* _Task objective_: Where does the word "ValueError" occur in the data below? Copy each line that holds it.

Dataset entries:

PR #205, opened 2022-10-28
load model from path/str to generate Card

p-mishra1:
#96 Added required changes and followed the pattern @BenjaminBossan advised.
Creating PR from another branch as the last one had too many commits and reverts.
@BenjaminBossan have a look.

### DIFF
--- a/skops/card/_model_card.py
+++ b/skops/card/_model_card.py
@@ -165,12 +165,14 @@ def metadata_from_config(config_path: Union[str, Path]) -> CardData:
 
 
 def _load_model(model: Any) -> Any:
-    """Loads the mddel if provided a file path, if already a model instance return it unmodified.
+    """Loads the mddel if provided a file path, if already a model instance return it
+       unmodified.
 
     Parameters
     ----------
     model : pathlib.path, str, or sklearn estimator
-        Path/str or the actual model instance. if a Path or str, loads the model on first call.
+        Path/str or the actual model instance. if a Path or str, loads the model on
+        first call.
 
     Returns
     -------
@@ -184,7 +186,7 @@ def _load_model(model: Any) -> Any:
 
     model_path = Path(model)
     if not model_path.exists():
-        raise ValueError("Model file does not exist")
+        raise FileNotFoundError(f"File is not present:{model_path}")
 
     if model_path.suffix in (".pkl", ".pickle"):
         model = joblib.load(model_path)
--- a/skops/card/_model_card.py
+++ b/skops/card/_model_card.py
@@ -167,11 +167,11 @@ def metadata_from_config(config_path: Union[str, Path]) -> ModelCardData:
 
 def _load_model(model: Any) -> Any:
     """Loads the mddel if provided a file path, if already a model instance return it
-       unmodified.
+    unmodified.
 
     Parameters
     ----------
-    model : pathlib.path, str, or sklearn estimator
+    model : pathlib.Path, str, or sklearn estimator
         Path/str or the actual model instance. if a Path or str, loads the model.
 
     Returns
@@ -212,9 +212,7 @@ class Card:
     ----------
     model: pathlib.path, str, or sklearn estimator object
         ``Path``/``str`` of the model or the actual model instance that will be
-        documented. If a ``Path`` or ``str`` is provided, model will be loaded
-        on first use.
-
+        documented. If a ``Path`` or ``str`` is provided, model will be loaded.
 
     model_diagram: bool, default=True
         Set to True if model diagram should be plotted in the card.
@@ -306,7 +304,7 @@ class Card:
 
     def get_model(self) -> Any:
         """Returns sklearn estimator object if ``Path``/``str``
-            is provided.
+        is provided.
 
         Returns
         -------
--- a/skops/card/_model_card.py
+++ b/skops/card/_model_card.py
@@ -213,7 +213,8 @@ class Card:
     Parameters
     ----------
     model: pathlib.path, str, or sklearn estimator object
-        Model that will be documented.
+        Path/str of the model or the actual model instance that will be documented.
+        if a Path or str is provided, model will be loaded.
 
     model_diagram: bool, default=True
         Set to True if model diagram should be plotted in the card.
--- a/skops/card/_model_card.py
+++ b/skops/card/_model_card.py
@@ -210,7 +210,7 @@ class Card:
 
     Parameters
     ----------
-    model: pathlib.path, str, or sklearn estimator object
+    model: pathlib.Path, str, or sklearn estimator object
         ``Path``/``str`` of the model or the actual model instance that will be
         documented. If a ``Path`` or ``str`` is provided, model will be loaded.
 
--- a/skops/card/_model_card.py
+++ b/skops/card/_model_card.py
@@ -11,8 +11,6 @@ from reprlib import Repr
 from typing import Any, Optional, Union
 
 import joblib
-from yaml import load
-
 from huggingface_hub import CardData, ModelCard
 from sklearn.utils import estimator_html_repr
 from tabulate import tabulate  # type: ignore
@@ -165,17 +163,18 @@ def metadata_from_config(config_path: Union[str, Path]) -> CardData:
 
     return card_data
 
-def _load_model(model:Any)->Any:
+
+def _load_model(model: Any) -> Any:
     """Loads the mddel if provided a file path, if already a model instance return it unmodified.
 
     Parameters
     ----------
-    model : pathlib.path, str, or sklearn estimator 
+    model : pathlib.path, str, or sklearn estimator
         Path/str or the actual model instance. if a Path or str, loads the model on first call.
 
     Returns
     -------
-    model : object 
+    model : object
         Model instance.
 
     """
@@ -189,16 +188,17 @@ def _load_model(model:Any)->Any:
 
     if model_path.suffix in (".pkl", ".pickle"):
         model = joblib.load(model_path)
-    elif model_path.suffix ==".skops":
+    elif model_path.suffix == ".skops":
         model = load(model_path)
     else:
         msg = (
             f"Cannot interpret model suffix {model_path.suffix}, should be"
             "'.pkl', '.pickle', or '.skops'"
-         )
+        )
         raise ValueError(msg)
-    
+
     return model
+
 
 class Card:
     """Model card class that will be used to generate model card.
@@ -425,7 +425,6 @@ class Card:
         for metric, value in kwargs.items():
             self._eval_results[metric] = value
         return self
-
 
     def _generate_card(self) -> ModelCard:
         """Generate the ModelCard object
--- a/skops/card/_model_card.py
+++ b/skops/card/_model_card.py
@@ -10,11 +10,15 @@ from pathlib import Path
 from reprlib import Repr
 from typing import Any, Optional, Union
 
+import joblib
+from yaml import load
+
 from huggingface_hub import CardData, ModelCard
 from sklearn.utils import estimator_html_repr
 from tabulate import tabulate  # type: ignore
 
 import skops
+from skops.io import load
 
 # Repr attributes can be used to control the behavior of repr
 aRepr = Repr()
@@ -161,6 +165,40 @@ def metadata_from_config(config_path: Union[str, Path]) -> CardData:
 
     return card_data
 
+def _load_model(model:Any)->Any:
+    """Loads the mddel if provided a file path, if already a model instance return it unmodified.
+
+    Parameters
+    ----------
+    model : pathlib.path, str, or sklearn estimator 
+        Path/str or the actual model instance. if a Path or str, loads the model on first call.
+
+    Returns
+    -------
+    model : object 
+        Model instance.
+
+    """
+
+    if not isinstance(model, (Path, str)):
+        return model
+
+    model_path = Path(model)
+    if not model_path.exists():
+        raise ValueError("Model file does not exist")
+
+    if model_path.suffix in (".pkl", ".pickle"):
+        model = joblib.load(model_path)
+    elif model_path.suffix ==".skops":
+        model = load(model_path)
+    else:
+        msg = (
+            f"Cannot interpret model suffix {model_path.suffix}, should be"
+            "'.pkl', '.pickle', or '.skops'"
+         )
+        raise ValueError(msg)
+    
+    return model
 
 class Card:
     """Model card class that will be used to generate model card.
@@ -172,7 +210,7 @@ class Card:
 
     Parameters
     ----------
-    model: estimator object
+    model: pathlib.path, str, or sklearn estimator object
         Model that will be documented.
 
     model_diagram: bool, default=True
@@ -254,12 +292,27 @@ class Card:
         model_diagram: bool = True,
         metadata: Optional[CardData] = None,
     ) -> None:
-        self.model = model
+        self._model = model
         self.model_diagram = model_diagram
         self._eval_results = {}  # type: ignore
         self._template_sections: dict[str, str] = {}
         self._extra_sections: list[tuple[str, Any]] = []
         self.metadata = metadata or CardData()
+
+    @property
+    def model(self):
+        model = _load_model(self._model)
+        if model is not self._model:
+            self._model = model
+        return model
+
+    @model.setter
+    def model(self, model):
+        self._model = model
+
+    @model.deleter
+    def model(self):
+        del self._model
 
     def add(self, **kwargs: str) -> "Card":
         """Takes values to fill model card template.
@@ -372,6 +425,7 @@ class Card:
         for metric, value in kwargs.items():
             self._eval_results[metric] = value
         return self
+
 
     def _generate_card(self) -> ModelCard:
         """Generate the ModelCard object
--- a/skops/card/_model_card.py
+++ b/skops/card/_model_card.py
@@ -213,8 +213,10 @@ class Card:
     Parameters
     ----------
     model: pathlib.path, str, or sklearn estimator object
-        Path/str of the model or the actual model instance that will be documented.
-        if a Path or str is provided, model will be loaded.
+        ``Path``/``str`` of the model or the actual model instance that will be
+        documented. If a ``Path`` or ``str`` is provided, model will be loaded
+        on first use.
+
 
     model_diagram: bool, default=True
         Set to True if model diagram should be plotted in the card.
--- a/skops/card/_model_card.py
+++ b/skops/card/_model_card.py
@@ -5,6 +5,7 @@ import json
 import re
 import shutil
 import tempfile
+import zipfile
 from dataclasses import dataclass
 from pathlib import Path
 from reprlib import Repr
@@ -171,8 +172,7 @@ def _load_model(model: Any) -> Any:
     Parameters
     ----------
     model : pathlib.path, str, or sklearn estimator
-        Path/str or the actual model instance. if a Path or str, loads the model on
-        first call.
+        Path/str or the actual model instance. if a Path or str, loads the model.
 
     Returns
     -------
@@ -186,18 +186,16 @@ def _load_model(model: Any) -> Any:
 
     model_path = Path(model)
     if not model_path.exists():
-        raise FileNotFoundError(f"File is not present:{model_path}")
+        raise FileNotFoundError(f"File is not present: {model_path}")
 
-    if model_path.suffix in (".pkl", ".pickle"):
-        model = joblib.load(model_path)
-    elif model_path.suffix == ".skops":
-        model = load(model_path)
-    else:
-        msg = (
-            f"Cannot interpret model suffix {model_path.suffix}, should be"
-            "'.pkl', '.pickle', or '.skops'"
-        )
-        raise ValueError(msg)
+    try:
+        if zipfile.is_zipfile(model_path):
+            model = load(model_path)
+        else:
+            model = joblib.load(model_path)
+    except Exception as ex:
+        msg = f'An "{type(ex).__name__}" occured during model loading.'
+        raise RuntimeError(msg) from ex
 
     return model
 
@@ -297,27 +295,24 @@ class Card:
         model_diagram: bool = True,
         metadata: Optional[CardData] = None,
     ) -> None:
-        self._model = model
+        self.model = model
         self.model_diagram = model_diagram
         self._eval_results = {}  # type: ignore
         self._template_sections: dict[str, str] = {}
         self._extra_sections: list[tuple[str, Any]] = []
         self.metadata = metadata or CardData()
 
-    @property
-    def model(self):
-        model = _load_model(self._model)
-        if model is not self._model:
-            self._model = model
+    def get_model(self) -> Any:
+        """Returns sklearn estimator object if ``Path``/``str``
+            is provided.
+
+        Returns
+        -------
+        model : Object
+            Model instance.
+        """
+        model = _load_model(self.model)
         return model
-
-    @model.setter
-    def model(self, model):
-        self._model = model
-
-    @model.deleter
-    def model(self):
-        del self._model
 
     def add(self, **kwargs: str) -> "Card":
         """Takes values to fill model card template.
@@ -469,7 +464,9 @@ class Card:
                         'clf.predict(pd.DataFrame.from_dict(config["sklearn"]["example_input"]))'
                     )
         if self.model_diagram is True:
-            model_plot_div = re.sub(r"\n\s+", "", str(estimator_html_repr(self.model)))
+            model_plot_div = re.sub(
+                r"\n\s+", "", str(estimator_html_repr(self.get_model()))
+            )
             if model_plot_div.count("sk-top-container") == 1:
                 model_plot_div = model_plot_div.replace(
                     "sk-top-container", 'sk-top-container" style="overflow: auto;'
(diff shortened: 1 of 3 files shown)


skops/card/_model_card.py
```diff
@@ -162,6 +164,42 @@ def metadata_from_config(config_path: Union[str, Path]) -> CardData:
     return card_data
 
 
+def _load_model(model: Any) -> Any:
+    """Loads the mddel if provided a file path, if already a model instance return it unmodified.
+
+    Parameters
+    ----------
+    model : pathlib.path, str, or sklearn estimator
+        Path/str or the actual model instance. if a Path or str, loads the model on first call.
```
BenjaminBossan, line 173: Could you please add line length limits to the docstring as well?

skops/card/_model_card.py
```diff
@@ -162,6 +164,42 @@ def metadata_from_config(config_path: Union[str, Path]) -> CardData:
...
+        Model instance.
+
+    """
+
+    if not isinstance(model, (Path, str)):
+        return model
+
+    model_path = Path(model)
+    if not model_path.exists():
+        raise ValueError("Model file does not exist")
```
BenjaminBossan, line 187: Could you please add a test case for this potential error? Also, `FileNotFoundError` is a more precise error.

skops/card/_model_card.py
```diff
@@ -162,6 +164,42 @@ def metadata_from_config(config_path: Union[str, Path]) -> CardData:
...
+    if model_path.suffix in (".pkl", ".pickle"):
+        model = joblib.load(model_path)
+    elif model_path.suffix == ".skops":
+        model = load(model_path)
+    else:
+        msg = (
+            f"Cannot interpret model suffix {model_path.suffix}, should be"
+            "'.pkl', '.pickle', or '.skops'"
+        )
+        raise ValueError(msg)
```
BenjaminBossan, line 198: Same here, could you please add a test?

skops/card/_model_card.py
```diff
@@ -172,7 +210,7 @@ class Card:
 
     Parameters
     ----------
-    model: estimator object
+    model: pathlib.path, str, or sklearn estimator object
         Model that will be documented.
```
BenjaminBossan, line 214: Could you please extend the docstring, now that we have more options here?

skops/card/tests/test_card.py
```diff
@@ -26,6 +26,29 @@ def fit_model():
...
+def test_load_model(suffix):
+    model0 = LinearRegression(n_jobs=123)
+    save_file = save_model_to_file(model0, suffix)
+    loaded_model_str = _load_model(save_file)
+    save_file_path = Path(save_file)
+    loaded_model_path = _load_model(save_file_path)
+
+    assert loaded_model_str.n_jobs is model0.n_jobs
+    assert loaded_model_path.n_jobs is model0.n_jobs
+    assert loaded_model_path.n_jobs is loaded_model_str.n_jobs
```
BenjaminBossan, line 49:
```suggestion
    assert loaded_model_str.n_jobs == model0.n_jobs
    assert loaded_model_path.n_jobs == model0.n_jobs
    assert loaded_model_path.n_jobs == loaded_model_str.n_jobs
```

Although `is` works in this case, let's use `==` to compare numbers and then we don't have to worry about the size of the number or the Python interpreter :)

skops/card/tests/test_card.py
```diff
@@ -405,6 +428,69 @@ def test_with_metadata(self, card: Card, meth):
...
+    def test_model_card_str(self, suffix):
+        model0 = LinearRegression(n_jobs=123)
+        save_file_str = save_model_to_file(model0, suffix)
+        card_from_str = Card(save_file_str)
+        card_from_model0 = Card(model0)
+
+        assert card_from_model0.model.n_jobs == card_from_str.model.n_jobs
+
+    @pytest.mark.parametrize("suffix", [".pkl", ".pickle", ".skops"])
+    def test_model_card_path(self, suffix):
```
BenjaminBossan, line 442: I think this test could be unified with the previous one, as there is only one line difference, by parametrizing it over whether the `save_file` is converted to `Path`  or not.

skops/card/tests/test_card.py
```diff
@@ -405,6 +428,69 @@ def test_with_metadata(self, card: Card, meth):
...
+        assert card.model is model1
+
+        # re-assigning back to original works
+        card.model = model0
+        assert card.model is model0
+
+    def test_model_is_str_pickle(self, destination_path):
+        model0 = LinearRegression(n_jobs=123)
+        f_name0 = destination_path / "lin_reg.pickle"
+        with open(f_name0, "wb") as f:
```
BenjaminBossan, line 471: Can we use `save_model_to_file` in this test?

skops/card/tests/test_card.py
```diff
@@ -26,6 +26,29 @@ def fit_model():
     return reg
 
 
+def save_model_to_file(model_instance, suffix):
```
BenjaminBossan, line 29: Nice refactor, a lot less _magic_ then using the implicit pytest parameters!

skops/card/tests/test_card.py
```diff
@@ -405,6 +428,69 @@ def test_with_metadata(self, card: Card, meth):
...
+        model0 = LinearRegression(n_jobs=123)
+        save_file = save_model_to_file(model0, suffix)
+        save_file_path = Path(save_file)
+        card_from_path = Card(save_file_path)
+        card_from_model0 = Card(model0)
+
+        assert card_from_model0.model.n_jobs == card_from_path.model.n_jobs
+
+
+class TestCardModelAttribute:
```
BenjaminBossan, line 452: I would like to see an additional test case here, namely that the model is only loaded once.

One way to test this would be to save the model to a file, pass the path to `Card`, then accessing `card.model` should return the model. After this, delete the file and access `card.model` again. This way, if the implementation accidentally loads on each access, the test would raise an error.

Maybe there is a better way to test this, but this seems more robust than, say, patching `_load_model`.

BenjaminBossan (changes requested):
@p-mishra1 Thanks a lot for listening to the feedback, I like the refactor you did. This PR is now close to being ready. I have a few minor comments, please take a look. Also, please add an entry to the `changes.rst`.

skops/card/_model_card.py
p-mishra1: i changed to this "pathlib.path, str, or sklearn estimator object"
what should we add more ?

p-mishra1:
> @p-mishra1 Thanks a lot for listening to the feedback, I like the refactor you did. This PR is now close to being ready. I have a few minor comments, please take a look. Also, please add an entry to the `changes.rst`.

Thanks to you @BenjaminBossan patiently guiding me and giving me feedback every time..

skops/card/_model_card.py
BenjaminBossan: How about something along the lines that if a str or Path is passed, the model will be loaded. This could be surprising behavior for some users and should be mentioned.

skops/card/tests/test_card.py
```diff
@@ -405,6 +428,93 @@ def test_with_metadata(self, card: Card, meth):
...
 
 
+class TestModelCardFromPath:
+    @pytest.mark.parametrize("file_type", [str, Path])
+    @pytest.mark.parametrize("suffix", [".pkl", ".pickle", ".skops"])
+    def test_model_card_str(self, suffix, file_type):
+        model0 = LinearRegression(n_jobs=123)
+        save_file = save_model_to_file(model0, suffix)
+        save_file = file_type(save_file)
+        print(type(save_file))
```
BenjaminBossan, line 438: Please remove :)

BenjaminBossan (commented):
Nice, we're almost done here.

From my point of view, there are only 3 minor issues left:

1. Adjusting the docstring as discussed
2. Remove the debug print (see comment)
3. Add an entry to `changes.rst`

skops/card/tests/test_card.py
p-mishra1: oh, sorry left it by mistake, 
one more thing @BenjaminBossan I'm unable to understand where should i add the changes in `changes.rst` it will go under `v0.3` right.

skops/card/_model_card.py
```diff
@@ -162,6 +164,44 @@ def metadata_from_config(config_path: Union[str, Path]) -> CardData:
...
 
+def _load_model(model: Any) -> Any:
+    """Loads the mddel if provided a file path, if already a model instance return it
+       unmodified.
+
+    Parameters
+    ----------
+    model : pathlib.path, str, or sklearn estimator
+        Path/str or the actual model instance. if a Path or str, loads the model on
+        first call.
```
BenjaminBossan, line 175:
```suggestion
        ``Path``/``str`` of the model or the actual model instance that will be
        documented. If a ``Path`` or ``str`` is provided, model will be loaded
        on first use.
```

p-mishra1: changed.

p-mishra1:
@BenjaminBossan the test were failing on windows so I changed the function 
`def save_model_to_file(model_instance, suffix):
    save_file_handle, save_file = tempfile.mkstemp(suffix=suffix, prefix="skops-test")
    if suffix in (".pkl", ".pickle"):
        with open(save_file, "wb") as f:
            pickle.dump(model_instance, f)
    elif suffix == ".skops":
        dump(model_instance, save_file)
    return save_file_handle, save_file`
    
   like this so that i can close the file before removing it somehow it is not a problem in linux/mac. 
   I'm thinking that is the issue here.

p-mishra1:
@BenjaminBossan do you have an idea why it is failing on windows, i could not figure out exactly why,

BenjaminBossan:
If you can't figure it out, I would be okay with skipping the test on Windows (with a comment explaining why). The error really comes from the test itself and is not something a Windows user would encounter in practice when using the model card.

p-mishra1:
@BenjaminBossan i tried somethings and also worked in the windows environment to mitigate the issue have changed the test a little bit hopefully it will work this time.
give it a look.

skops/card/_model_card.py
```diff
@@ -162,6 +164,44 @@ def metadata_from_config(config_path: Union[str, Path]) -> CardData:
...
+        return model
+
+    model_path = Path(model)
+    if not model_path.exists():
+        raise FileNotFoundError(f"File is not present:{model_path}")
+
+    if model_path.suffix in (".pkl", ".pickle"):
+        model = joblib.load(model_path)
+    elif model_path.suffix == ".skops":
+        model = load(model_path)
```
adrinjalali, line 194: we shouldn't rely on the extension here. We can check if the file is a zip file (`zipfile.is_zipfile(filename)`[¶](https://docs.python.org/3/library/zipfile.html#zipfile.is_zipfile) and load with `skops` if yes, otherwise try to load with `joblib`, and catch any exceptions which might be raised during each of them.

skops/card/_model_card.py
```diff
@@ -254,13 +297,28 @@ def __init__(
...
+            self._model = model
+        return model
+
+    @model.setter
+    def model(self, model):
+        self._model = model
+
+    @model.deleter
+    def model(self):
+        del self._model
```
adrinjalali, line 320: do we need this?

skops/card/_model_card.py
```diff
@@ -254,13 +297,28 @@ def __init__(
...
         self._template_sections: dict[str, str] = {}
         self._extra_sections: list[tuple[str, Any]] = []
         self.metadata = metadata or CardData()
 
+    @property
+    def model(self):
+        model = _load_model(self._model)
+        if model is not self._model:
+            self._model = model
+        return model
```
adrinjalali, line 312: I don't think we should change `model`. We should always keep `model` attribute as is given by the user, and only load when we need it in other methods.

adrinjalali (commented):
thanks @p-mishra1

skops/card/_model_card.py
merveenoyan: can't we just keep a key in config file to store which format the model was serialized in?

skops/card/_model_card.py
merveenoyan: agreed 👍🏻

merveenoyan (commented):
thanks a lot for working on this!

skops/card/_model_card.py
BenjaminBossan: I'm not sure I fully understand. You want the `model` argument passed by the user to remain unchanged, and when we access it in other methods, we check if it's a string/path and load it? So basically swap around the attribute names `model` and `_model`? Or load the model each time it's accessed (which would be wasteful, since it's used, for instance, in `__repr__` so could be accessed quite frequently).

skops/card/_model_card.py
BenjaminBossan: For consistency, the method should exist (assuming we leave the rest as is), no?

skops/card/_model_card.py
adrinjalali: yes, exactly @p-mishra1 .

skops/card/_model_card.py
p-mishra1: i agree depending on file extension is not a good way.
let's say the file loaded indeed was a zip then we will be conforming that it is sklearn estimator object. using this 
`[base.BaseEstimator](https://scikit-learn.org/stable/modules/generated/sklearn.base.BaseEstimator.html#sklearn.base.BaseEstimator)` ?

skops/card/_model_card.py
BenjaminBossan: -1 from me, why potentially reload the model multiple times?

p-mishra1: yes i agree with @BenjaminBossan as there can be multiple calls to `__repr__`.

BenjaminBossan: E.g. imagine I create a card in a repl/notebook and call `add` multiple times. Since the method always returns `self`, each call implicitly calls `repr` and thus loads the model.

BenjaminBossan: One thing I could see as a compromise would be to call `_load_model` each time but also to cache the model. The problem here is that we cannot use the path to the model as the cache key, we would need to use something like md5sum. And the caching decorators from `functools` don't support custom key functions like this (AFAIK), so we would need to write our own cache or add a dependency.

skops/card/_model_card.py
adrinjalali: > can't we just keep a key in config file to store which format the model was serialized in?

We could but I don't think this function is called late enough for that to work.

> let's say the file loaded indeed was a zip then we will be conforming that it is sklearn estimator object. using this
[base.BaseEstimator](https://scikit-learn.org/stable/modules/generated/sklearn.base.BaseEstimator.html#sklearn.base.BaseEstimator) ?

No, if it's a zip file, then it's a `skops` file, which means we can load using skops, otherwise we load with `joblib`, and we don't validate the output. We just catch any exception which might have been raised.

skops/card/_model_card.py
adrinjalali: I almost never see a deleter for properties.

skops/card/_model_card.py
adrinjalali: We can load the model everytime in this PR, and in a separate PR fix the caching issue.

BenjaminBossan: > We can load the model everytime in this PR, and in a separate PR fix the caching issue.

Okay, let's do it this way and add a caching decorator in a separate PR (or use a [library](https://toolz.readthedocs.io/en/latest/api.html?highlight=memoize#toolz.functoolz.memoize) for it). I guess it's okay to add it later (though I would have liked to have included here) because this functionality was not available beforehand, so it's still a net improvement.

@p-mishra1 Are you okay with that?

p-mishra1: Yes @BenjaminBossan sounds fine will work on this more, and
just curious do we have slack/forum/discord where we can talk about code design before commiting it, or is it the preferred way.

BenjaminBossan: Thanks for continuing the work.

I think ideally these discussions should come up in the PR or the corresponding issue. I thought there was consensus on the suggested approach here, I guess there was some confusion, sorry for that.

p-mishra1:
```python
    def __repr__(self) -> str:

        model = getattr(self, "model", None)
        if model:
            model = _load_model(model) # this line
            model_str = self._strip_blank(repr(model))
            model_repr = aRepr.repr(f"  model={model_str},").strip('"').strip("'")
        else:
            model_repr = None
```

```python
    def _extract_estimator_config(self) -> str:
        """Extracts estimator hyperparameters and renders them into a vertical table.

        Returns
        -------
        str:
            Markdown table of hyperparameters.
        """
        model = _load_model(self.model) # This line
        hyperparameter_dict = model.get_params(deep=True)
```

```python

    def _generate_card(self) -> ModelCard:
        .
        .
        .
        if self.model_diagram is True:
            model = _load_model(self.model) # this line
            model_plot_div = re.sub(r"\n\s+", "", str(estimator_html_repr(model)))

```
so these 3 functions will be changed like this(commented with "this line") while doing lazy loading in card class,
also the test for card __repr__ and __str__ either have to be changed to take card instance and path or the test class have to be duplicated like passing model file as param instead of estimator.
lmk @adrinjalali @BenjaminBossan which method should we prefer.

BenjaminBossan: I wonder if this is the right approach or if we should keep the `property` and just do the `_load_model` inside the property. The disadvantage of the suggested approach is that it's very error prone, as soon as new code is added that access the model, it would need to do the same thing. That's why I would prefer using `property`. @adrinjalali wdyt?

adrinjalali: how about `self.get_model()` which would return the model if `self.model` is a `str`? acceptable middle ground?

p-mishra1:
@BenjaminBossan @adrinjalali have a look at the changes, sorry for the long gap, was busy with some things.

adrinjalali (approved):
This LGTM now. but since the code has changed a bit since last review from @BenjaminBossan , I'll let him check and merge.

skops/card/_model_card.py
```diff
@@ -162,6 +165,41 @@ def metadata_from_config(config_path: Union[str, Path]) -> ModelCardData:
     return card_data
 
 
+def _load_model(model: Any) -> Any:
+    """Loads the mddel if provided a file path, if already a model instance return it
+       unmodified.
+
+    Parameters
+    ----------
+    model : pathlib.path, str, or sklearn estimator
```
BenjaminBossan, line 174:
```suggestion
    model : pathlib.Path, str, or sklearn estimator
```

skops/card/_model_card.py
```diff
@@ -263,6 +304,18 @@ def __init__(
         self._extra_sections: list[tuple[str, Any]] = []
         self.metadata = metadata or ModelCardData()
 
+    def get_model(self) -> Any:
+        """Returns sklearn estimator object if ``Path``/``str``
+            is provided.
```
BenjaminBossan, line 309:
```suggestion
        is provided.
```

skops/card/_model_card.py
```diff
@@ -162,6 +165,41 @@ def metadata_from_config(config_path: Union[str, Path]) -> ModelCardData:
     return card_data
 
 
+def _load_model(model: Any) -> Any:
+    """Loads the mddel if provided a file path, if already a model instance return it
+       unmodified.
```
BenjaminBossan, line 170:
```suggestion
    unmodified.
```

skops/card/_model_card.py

* _Answer box_:
-        raise ValueError("Model file does not exist")
         raise ValueError(msg)
+        raise ValueError("Model file does not exist")
+        raise ValueError(msg)
-        raise ValueError(msg)
+        raise ValueError("Model file does not exist")
+        raise ValueError(msg)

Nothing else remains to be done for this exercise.